А мне ведь хочется, ужасно хочется. До дрожи в теле, что заставляет чувствовать себя наркоманом в поисках дозы. Мне нужны доказательства того, что все эти годы не были обманом, что ему не все равно, что мы ему нужны… я нужна. А он молчит, и все самые страшные мысли лезут мне в голову. Я сжимаю в руке телефон и пьяно шепчу: «Позвони мне, позвони…».
А на следующий день дела закрутились с новой силой. Нужно было за неделю до приезда родителей что-то придумать с жильем. С родителями жить не хотелось категорически. Во-первых, было в этом что-то комически-унизительное — сбежать от мужа к маме. Это же как в плохом анекдоте. Не перекладывать же на родителей свои дела, я им в юности и так проблем на сто лет вперед создала. Хоть сейчас садись и начинай разгребать все заново. Во-вторых, хотелось самостоятельных решений и действий. А не как до этого, сидишь и ждешь Сашку. В последнее время я как-то больше привыкла плыть по течению, значит пришло время начать грести. Вот только куда? И, в-третьих, кто его знает, что моим детям взбредет в голову сболтнуть бабушке с дедушкой? Они вот внуков любили, но в последнее время все больше на расстоянии или же недолгими наездами в Москву.

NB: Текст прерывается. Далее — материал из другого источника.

PR #367, opened 2016-01-25
St2 pack requirements

manasdk:


Kami:
LGTM, +1

enykeev:
Still think there's a value in making it a core pack so it would share the venv with the rest of st2.

Kami:
I think real long term solution is implementing pack versioning, but making it a core pack would also work in the short term.

PR #371, opened 2016-01-27
Add multiple queues support to AWS sqs sensor

haad:
Add support for multiple queues into sqs sensor to make sure we can work with multiple rules. Raise an error if we don't get any configuration from ds nor config.yaml

### DIFF
--- a/packs/aws/sensors/sqs_sensor.py
+++ b/packs/aws/sensors/sqs_sensor.py
@@ -4,7 +4,7 @@ After receiving a message it's content is passed as payload to a trigger 'aws.sq
 
 This sensor can be configured either by using config.yaml withing a pack or by creating
 following values in datastore:
-    - aws.input_queue
+    - aws.input_queues (list queues as comma separrated string: first_queue,second_queue)
     - aws.aws_access_key_id
     - aws.aws_secret_access_key
     - aws.region
@@ -15,7 +15,9 @@ For configuration in config.yaml with config like this
       aws_access_key_id:
       region:
     sqs_sensor:
-      input_queue:
+      input_queues:
+        - first_queue
+        - second_queue
 
 If any value exist in datastore it will be taken instead of any value in config.yaml
 """
@@ -32,9 +34,17 @@ class AWSSQSSensor(PollingSensor):
                                            poll_interval=poll_interval)
 
     def setup(self):
-        self.input_queue = self._get_config_entry(key='keys ', prefix='sqs_sensor')
+        queues = self._get_config_entry(key='input_queues', prefix='sqs_sensor')
+
+        # XXX: This is a hack as from datastore we can only receive a string while
+        # from config.yaml we can receive a list
+        if type(queues) is str:
+            self.input_queues = queues.split(', ')
+        else:
+            self.input_queues = queues
+
         self.aws_access_key = self._get_config_entry('aws_access_key_id')
-        self.aws_secret_key = self._get_config_entry('aws_access_key_id')
+        self.aws_secret_key = self._get_config_entry('aws_secret_access_key')
         self.aws_region = self._get_config_entry('region')
 
         self._logger = self._sensor_service.get_logger(name=self.__class__.__name__)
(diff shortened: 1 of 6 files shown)


packs/aws/sensors/sqs_sensor.py
```diff
@@ -32,9 +34,17 @@ def __init__(self, sensor_service, config=None, poll_interval=5):
                                            poll_interval=poll_interval)
 
     def setup(self):
-        self.input_queue = self._get_config_entry(key='keys ', prefix='sqs_sensor')
+        queues = self._get_config_entry(key='input_queues', prefix='sqs_sensor')
```
lakshmi-kannan: Can you please handle 'input_queue' as well? Otherwise, this might break existing users. Add a LOG.warning() to indicate that the config is deprecated. We can remove it in next version.

packs/aws/sensors/sqs_sensor.py
```diff
@@ -32,9 +34,17 @@ def __init__(self, sensor_service, config=None, poll_interval=5):
...
+
+        # XXX: This is a hack as from datastore we can only receive a string while
+        # from config.yaml we can receive a list
+        if type(queues) is str:
```
m4dcoder: I recommend changing this check to the following.

import six
...
isinstance(queues, six.string_types)

lakshmi-kannan:
Also, pack.yaml version needs to be bumped. A CHANGELOG in README.md would be nice for people to get a gist of changes.

packs/aws/sensors/sqs_sensor.py
```diff
@@ -32,9 +34,17 @@ def __init__(self, sensor_service, config=None, poll_interval=5):
...
+            self.input_queues = queues.split(', ')
```
m4dcoder: I recommend covering cases where there are no whitespace or multiple whitespaces before/after the comma.

packs/aws/sensors/sqs_sensor.py
```diff
@@ -32,9 +34,17 @@ def __init__(self, sensor_service, config=None, poll_interval=5):
...
+        else:
```
m4dcoder: If it's not a string, I suggest raising a ValueError that it's not in the expected format.

haad: As I'm saying in comment problem is that from DS I receive a string and from config.yaml an array so both are valid initially.

haad:
Ok so I will bump version in pack.yaml to 0.4 or to 0.3.1 ?

packs/aws/sensors/sqs_sensor.py
haad: This sensor is in repo only for 2-3 days. I did initial PR too. I'm not sure if anyone else it used yet. So is this really necessary ?

lakshmi-kannan:
@haad Bump to 0.4.0 please

packs/aws/sensors/sqs_sensor.py
lakshmi-kannan: I was recommending the ideal approach. We can skip this since it's only 3 days.

packs/aws/sensors/sqs_sensor.py
lakshmi-kannan: Good point.http://stackoverflow.com/questions/4071396/split-by-comma-and-strip-whitespace-in-python

packs/aws/sensors/sqs_sensor.py
haad: Thanks :)

packs/aws/sensors/sqs_sensor.py
```diff
@@ -32,9 +35,17 @@ def __init__(self, sensor_service, config=None, poll_interval=5):
...
 
     def setup(self):
-        self.input_queue = self._get_config_entry(key='keys ', prefix='sqs_sensor')
+        queues = self._get_config_entry(key='input_queues', prefix='sqs_sensor')
+
+        # XXX: This is a hack as from datastore we can only receive a string while
+        # from config.yaml we can receive a list
+        if isinstance(queues, six.string_types):
+            self.input_queues = [x.strip() for x in queues.split(',')]
+        else:
```
m4dcoder: What are the use cases when queues is not a string type?  Otherwise, why can't we raise an Exception here instead of continue processing?

lakshmi-kannan: input_queues can be a YAML list instead of a comma separated string. Sure someone can specify an object or boolean or something crazy but I think this code is fine.

lakshmi-kannan: BTW https://github.com/haad/st2contrib/blob/aws_sqs_sensor/packs/aws/requirements.txt is missing six as a dep.

PR #373, opened 2016-01-28
Update get_alerts.py

lanthos:
Current super was causing a TypeError:

super(GetAppHealthStatusAction, Action).__init__(*args, **kwargs)
TypeError: super(type, obj): obj must be an instance or subtype of type

Changing to super(GetAppHealthStatusAction, self) resolves the issue and things are working correctly again.


Kami:
Good catch & thanks!

PR #1264, opened 2024-07-08
fix(theseus): implement actions for context menu in instance mod list

ToBinio:
This PR implements the `open in Modrinth` and `copy lint` for the contextMenu that opens when right-clicking in on a mod in the instance list. 

image

I also removed some seemingly unused actions.

reopen of #1104


Prospector:
Very much appreciate the PR, however I'm going to close this since there are conflicts and it may need to be re-implemented.

At some point, I need to do a pass on all the context menus because some have fallen behind, or don't exist in certain places. I'd like them to be more consistent.

PR #1267, opened 2024-07-08
feat(theseus): improve sorting for mods in instances

ToBinio:
This PR improves the sorting behavior for mods inside of an instance.

name sorting now sorts by logical character and not by ASCII code so uppercase letters do not strictly appear before lowercase ones.
version sorting now respects numbers like in https://github.com/modrinth/code/pull/1025
also removed the Author sorting since it wasn't used anywhere

reopen of #1102


Prospector:
Thanks for the contribution! It seems like localeCompare is used now, and version sorting has been removed, so I will close this now

PR #1268, opened 2024-07-08
feat(theseus): select mod icon as instance icon

ToBinio:
This PR adds an additional way of selecting an icon for your instance. Using an icon from one of the mods in the instance.

image

based on the [search-dropdown](https://omorphia.modrinth.com/components/search-dropdown.html)

I am not completely happy with the way the icon options look. Thoughts about removing the preview since it is in the bar on the left anyway?

the options would then look like this:

image

note:
I think it would be good to also locally cache the mod-based icons. I would do this in an additional Pr since I don't think it is necessary for this feature to work.

reopen of #1119


ToBinio:
might reopen in the future

Issue #1195, opened 2024-05-18
Falling Back to REI logs


DovydasTEDS:
### Describe the bug

Whenever I quit the game / it crashes, instead of going to latest.log in the logs tab, it selects an REI log.

### Steps to reproduce

1. Launch MC with REI installed
2. Quit / crash
3. Watch the logs tab choose the REI log by default

### Expected behavior

It should default to latest.log

### System information

Windows 11
Theseus v0.7.1

Thinkseal:
I believe that this was fixed at some point and from my testing, it seems to be fixed

PR #1271, opened 2024-07-08
fix(theseus): always keep latest.log first

ToBinio:
resolves https://github.com/modrinth/code/issues/1195
reopens #1201


Prospector:
Thanks for the contribution!

It seems like latest.log is always at the top in the current version and this is no longer needed?

PR #1272, opened 2024-07-08
perf(thesues): multi thread file hashing and increase buffer size

ToBinio:
for me, this PR increases the updating speed by around 2.5x, from 7.8s to 2.8s

This is useful since the update_projects() locks the credentials that are needed by the settings page
this means for the first 8 seconds I can't open the settings page.
and this will just get worse with more/ bigger instances

maybe it would be good to move to a faster hashing algorithm, not sure

note:
the reason I even investigated this was that when running in debug mode the time isn't 8 seconds its more like 5 minutes...

reopen of #1210


ToBinio:
not necessary since 0.8 doesnt block anymore

PR #1273, opened 2024-07-08
Monorepo missing features

Geometrically:
- [x] Fix lint configs for all
- [x] Setup GH Actions CI/CD
- [x] Fix prettier support
- [x] Setup lint/jsconfig for desktop app


.github/workflows/ci.yml
```diff
@@ -2,42 +2,53 @@ name: CI
...
+          sudo apt-get update
+          sudo apt-get install -y libgtk-3-dev libwebkit2gtk-4.0-dev libappindicator3-dev librsvg2-dev patchelf libselinux1
 
-      # Connect your workspace on nx.app and uncomment this to enable task distribution.
-      # The "--stop-agents-after" is optional, but allows idle agents to shut down once the "build" targets have been requested
-      # - run: pnpm dlx nx-cloud start-ci-run --distribute-on="5 linux-medium-js" --stop-agents-after="build"
+      - name: Setup PNPM
+        uses: pnpm/action-setup@v2
+        with:
+          version: 9
```
brawaru, line 36: Since `package.json` specifies `packageManager`, I think it would be better to just replace this with `corepack enable` command (should be moved below `setup-node`), which will shim pnpm and automatically grab the appropriate version of it when it's run.

More information on corepack here:
- https://nodejs.org/api/corepack.html
- https://github.com/nodejs/corepack

.github/workflows/app-release.yml
```diff
@@ -0,0 +1,115 @@
+name: 'Tauri GUI Release'
+on:
+  push:
```
Norbiros, line 3: Maybe consider running the action only when the [app directory is modified](https://docs.github.com/en/actions/using-workflows/workflow-syntax-for-github-actions#example-including-paths)...

Geometrically: it's just a test this is a release workflow so it will only be run on release

Prospector (approved):

PR #1284, opened 2024-07-11
Fix Tailwind plugin failing to parse invalid config

ferothefox:
Removes the boxShadow section from the Tailwind config as it's in a format that Tailwind cannot understand. This fixes the `index.slice` error notification while developing in IntelliJ-based IDEs


ferothefox:
Merged in #1285

PR #1286, opened 2024-07-11
Update @vintl/nuxt to ^1.9.2

brawaru:
This fixes the issue where types for `NuxtApp` would be incorrect due to the incorrect `Plugin` return type by `@vintl/nuxt`.


brawaru:
Wow, 9 minutes of CI time because package lock has changed. That's an interesting problem, wonder if it can be solved at all.

Geometrically (approved):

PR #1287, opened 2024-07-11
Theseus instance content filtering fix

### LINKED ISSUE #1231: Better filtering

I find the filtering by Mods, Resource Packs, Shaders etc. kinda useless when you have a lot of them installed in your profile. Example: If I want to select all the mods, I can't just filter by mods and clicking the "Select All" box, since it will also select other things from a different category

Make that when I filter by something, the "Select All" box will only select things of that type

More options for toggling, now it just inverts the status, I can't just set all on or all off. Also sorting by status could be very useful and something that tells me the amount of things selected like "3/10 mods selected". Last thing could be a loading animation that tells me when it finished to toggle/share/delete/update all the selected instances since it takes it's time and the ability to show more instances per page like in the website

Main problem: https://github.com/modrinth/theseus/assets/145595620/99a20431-2c47-4876-817c-160e5fadec94
Possible new/reworked UI features: Modrinth UI Features

### Additional context

_No response_

Jakobabs:
When viewing instance content, the "check all" box will now respect filtering options, allowing the user to easily select all mods, or resourcepacks, etc. Also adds a "total selected / total filtered" to better display what was selected.

Resolves #1231

### DIFF
--- a/apps/app/src/pages/instance/Mods.vue
+++ b/apps/app/src/pages/instance/Mods.vue
@@ -144,6 +144,7 @@
               Toggle
             </Button>
           </div>
+          <div class="end">{{ functionValues.length }} / {{ search.length }} Selected</div>
         </div>
       </div>
       <div v-if="showingOptions && selected.length > 0" class="more-box">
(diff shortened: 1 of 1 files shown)


Prospector:
Thanks for your contribution! This appears to have been fixed somewhere along the way

Issue #1296, opened 2024-07-16
☂️ use Omorphia


ToBinio:
## Goal: use existing Omorphia components instead of per-project components

This umbrella issue serves as a tracking issue in the process of getting rid of duplicated Components. Some time ago many Knossos (Frontend) components got moved to Omorphia (Libary) but seemingly never removed from Knossos. This is bad since now the same components exist, twice which makes further work complicated.

### Base

* [ ] Avatar
* [ ] Badge
* [ ] Checkbox
* [ ] Chips
* [ ] ConditionalNuxtLink
* [ ] CopyCode
* [ ] DoubleIcon
* [ ] DropArea
* [ ] EnvironmentIndicator
* [ ] FileInput
* [ ] Notifications
* [ ] Pagination
* [ ] ProjectCard

### Search

* [ ] Categories
* [ ] SearchFilter

### Brand

* [ ] AnimatedLogo (LogoAnimated)
* [ ] TextLogo

### Charts

* [ ] Chart
* [ ] CompactChart

### Modal

* [ ] Modal
* [ ] ConfirmModal (ModalConfirm)

### Nav

* [ ] Breadcrumbs
* [ ] NavRow
* [ ] NavStack

> [!NOTE]  
> This list is only based on duplicated names. In case the Omorphia and Knossos components differ they should most likely be renamed. 

> [!IMPORTANT]  
> In case you open a PR connected to this Issue, please leave a comment or link them.

PR #1305, opened 2024-07-18
chore(knossos): prefer components in omorphia

ToBinio:
part of #1296


Prospector:
Unfortunately, this has a lot of conflicts by now, so I'll close. We're certainly trying to move this way, though

PR #1310, opened 2024-07-21
fix issue template descriptions

KTrain5169:
regarding fixing the incorrect API urls I'm not sure if this would break something but I assume it can just slot right in without issue


blryface:
oh screw you :(

Prospector (changes requested):
API routes are not incorrect, please do not change things like that if you don't understand what they're doing and didn't test the changes

KTrain5169:
oh the commit doesn't show up

Geometrically (approved):

PR #3222, opened 2025-02-05
Modrinth Servers Bug Fix Bash

ferothefox:


apps/frontend/src/components/ui/servers/PanelTerminal.vue
```diff
@@ -1,141 +1,222 @@
...
+          label="Scroll to bottom"
+          class="scroll-to-bottom-btn experimental-styles-within absolute bottom-[4.5rem] right-4 z-[3] grid h-12 w-12 place-content-center rounded-full border-[1px] border-solid border-button-border bg-bg-raised text-contrast transition-all duration-200 hover:scale-110 active:scale-95"
+          @click="scrollToBottom"
+        >
+          <RightArrowIcon class="rotate-90" />
+          <span class="sr-only">Scroll to bottom</span>
+        </button>
+      </Transition>
+    </div>
+    <NewModal ref="logModal" class="z-[9999]" header="Viewing full log">
```
Prospector, line 206: image
I selected a few lines and clicked "View", the modal title says "Viewing full log" which seems off

apps/frontend/src/components/ui/servers/PanelTerminal.vue
```diff
@@ -1,141 +1,222 @@
...
+      <div class="text-contrast">
+        <pre class="select-text overflow-x-auto whitespace-pre font-mono">{{ selectedLog }}</pre>
+      </div>
+    </NewModal>
   </div>
 </template>
 
 <script setup lang="ts">
```
Prospector, line 214: image
Wonder if possibly non-consecutive lines when searched should have some sort of separator? like a border or something to indicate that they aren't next to each other in the full log? i dunno

Prospector (changes requested):

Prospector (changes requested):
also a couple lint issues looks like. other than the comments, lgtm overall

apps/frontend/src/components/ui/servers/PanelTerminal.vue
ferothefox: yeah you're right, i was exploring ways to do this in a different branch from this as the functionality itself was the MVP. 

will iterate later tonight and see what i can come up with

Prospector: honestly this is prob lower priority if you wanna just get this merged and this could be enhanced in a future PR. the other comment with the misleading text is probably the only real blocker I would say

Prospector (approved):

Issue #2529, opened 2024-10-03
Expose Labrinth Response Headers via CORS


IsAvaible:
### Is your suggested enhancement related to a problem? Please describe.

Dear Dev Team,

I am the developer of a [web-based update checker](https://github.com/IsAvaible/AngularModUpdater) that heavily relies on the Modrinth API. Some users of my application attempt to update a large number of mods simultaneously (~150+), which frequently triggers rate limiting by the API.

The issue I'm facing is that when the rate limiting occurs, the required CORS headers are not included in the response (as outlined in modrinth/code#2591), and the Access-Control-Expose-Headers header is also not set. This makes it difficult to track important information such as the remaining tokens and time until reset from the API's headers.

To mitigate this, I have implemented a client-side method to track these values manually. However, this approach has proven to be inconsistent, resulting in unreliable functionality.

### Describe the solution you'd like

To make web-based API wrappers more feasible and improve consistency, could you please include the Access-Control-Expose-Headers header in the API responses? Specifically, exposing the rate-limiting-related headers (e.g., _X-RateLimit-Limit_, _X-RateLimit-Remaining_, _X-RateLimit-Reset_) would allow developers like me to reliably manage rate limits on the client side.

### Additional context

![image](https://github.com/user-attachments/assets/a61ba972-fcc4-4f96-aded-b3985bce6ddf)
As seen on the picture, the rate-limiting-related headers are included in the response, but I can't read them in my application due to CORS (only access-control-allow-origin is set).

Thank you for considering this request.

Best Regards
Simon

IsAvaible:
Dear Dev Team,

I was wondering if there's been any progress on this issue?

Thanks,
Simon

desaianand1:
Would love to see traction on this. I have faced the same trouble with tracking whether my requests will be rate-limited or not

PR #3237, opened 2025-02-09
fix(cors): Expose rate-limit headers in API responses

IsAvaible:
This PR addresses the issue that #3189 attempted to fix but did not fully resolve. While #3189 added Access-Control-Allow-Origin, it did not set Access-Control-Expose-Headers, which is required to make the rate-limiting headers accessible in browser-based applications.

### Issue:
As reported in #2529, API responses do not expose critical rate-limit headers (X-RateLimit-Limit, X-RateLimit-Remaining, X-RateLimit-Reset). This makes it impossible for client-side applications to track rate limits due to CORS restrictions.

### Fix:
This PR explicitly sets the Access-Control-Expose-Headers header to expose the required rate-limit headers, allowing web applications to access them properly.

### Changes:
Added Access-Control-Expose-Headers with X-RateLimit-Limit, X-RateLimit-Remaining, X-RateLimit-Reset
Ensures CORS policies allow browser clients to read these headers
This should fully resolve the issue and allow web-based API clients to track rate limits correctly.

Let me know if any further adjustments are needed!


Erb3 (approved):

Erb3:
I'm not too familiar with CORS, as you can tell. Wouldn't we also have to set AccessControlAllowMethods though?

IsAvaible:
> I'm not too familiar with CORS, as you can tell. It hits me now though, wouldn't we also have to set AccessControlAllowMethods?

> GET, HEAD, and POST are always allowed, regardless of whether they are specified in this header, as they are defined as [CORS-safelisted method](https://fetch.spec.whatwg.org/#cors-safelisted-method)s.
See [mdn](https://developer.mozilla.org/en-US/docs/Web/HTTP/Headers/Access-Control-Allow-Methods)

triphora (changes requested):
Please resolve conflicts and make sure to run `cargo fmt`

Prospector:
Closing as stale

PR #3250, opened 2025-02-12
feat(frontend): Improve revenue information

IMB11:
This pull request improves the revenue information on the `/dashboard/revenue` page.

chrome_hDh2gfXl1L
chrome_DI3g7JsUg5


Minenash:
Like the general idea and look, though instead of a total pending, and next pending; I think it's only possible to have 3 months with pending amounts at a time. Maybe having the amount of the 3 months (like if it's Nov 15, You have September's Revenue, October's and November's)

Also the "in transit" phrase implies that it is currently in the process of it being sent, when that's not really true

IMB11:
> Like the general idea and look, though instead of a total pending, and next pending; I think it's only possible to have 3 months with pending amounts at a time. Maybe having the amount of the 3 months (like if it's Nov 15, You have September's Revenue, October's and November's)
> 
> Also the "in transit" phrase implies that it is currently in the process of it being sent, when that's not really true

The API doesn't store time information with actual revenue data (analytics doesn't take into account Modrinth's cut/any fees, it's slightly inaccurate by $3-4)

I think the "in transit" is perfectly acceptable as it is in a way in transit - the ad provider is currently collecting and budgets before sending it to Modrinth, it arrives on the date specified. I think this is the only way to keep it understandable for users whilst ensuring that a level of accuracy is kept.

falseresync:
I think that maybe it'd a good idea to rename "Current Balance" to "Available to Withdraw", "Pending in Transit" to "Pending" and "Pending Total" to "Earned"

And then switch places of Pending in Transit and Pending Total

IMB11:
I think im going to wait for a proper check from Modrinth before changing terminology, want to get it right without much bikeshedding

IMB11:
I think what I have currently is perfectly acceptable honestly

IMB11:
@Prospector Just wondering, what is your opinion on the wording - does it need to change?

Prospector:
Yeah, definitely should not say "in transit" since that implies something entirely unrelated.

The way I would phrase it is:  `Available Mar 1` with the date that the funds will become available. However, before implementing this I would want the backend to provide the information rather than pulling from analytics, to ensure accuracy since I would not want to display potentially incorrect information to the user if it was slightly off.

IMB11:
Someone else would have to do that - unfortunately my rust knowledge is non-existent

Prospector:
yeah, same. that the main reason I haven't overhauled this page yet

IMB11:
I would be able to revisit this in a few weeks though, I am in process of learning the language

IMB11:
Closing this PR to work on a version of it that does the logic in the backend

Prospector (approved):

Prospector (approved):

PR #3251, opened 2025-02-12
Change app-lib `io::rename` to `io::rename_or_move`

Gaming32:
This makes sure this function doesn't cause weird failures when moving between devices/drives.

This also adds `io::is_same_disk` and `io::create_dir`.


Gaming32:
Fixes MOD-68

Geometrically (approved):

PR #3280, opened 2025-02-20
(API) Break down pending revenue into timestamped blocks

IMB11:
First part of simplifying the "pending" information on the dashboard. Will need this on staging or prod to develop the UI, having issues running it locally.

TLDR, updates the `balance` endpoint with a new `pending_interval` field which is an array of the following type:

```rs
pub struct PendingInterval {
    pub value: Decimal,
    pub date: chrono::NaiveDate,
}
```

It stores the value of money that will be moved into the balance when the NET 60 period is over (the end date specified by `date`)

Example:

```json
{
	"balance": 192.481018470000000,
	"pending": 783.392947002803900,
	"pending_interval": [
		{ "value": 392.399202998400, "date": "1st March ... blah" },
		...
	]
}
```


IMB11:
Replaced by #3283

А дети росли, менялись, и порой городили такое, что даже я за голову хваталась. Зачем лишний раз шокировать окружающих?
Поэтому первым делом я отправилась на бабулину квартиру. У меня состоялся долгий и не совсем приятный разговор с квартирантами, в результате которого мы сошлись на том, что они через три дня съезжают. А я пообещала возместить им все траты за срочный переезд. Опять все упиралось в деньги, но зато детям об этом не обязательно было знать. Заодно я бегло осмотрела квартиру. Ремонт был терпимый, квартиру мы все-таки не запускали, и раз в три года отдавали ей дань памяти перед нашим прошлым, нанимая рабочих для смены обоев и побелки потолка. Мебель тоже была ничего такая, а вот спальных мест категорически не хватало. Как в двухкомнатной квартире разместить семерых человек? Это ладно, мы сейчас у Анюты спим на полу в одной комнате, но туда мы приехали перекантоваться, а здесь придется жить.